> **PROBLEM**
Reproduce, exactly and in full, only the lines below from the one containing "On top of adding" through the one containing "Fixes: https://github.com/openrewrite/rewrite-docs/issues/170".

---------------

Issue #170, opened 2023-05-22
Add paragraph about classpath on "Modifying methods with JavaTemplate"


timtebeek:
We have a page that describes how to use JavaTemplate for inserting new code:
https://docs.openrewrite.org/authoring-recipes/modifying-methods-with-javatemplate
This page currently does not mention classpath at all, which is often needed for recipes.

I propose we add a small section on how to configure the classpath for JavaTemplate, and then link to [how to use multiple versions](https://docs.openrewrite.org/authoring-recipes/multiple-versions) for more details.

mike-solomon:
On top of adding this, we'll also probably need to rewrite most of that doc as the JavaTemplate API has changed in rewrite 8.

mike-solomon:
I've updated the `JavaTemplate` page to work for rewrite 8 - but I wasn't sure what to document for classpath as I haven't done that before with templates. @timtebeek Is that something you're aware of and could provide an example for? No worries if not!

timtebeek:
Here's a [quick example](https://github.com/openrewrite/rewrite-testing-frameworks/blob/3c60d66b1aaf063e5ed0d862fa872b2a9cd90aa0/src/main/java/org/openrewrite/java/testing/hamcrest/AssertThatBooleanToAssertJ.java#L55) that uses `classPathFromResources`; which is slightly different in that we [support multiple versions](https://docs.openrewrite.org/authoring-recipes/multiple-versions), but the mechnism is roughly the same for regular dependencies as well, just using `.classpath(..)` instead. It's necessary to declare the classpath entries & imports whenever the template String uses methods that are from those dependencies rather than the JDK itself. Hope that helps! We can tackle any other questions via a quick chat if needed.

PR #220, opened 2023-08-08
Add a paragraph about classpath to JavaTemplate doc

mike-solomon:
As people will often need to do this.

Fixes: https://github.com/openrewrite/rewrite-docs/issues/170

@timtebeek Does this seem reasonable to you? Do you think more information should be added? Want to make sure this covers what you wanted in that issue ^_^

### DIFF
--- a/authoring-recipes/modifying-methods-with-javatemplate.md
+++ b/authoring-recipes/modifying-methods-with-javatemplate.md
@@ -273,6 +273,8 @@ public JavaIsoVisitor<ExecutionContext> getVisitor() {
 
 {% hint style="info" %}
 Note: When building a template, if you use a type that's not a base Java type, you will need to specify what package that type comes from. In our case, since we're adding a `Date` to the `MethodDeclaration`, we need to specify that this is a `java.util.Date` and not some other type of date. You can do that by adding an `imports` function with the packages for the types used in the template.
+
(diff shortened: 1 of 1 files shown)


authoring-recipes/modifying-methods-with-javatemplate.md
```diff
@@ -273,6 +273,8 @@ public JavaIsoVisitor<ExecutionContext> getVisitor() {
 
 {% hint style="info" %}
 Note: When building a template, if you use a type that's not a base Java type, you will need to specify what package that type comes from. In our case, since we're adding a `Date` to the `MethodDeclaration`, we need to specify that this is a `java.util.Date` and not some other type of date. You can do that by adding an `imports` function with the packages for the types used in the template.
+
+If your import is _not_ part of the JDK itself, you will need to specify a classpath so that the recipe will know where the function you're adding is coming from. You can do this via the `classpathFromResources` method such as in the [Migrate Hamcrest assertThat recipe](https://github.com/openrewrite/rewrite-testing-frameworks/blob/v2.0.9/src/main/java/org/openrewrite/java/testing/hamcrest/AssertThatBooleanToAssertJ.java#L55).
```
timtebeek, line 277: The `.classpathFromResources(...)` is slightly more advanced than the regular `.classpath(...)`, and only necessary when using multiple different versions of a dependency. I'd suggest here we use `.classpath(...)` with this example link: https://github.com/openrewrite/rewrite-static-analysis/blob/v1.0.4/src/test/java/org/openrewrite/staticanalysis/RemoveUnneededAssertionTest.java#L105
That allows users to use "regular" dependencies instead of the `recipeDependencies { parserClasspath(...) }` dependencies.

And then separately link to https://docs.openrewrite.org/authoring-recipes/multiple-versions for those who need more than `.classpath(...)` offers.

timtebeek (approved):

---------------

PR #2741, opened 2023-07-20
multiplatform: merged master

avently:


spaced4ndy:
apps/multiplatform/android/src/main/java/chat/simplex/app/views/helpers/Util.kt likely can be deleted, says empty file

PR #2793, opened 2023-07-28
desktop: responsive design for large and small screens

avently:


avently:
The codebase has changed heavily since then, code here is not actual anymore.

---------------

> **RESPONSE TO THIS EXERCISE**
On top of adding this, we'll also probably need to rewrite most of that doc as the JavaTemplate API has changed in rewrite 8.

mike-solomon:
I've updated the `JavaTemplate` page to work for rewrite 8 - but I wasn't sure what to document for classpath as I haven't done that before with templates. @timtebeek Is that something you're aware of and could provide an example for? No worries if not!

timtebeek:
Here's a [quick example](https://github.com/openrewrite/rewrite-testing-frameworks/blob/3c60d66b1aaf063e5ed0d862fa872b2a9cd90aa0/src/main/java/org/openrewrite/java/testing/hamcrest/AssertThatBooleanToAssertJ.java#L55) that uses `classPathFromResources`; which is slightly different in that we [support multiple versions](https://docs.openrewrite.org/authoring-recipes/multiple-versions), but the mechnism is roughly the same for regular dependencies as well, just using `.classpath(..)` instead. It's necessary to declare the classpath entries & imports whenever the template String uses methods that are from those dependencies rather than the JDK itself. Hope that helps! We can tackle any other questions via a quick chat if needed.

PR #220, opened 2023-08-08
Add a paragraph about classpath to JavaTemplate doc

mike-solomon:
As people will often need to do this.

Fixes: https://github.com/openrewrite/rewrite-docs/issues/170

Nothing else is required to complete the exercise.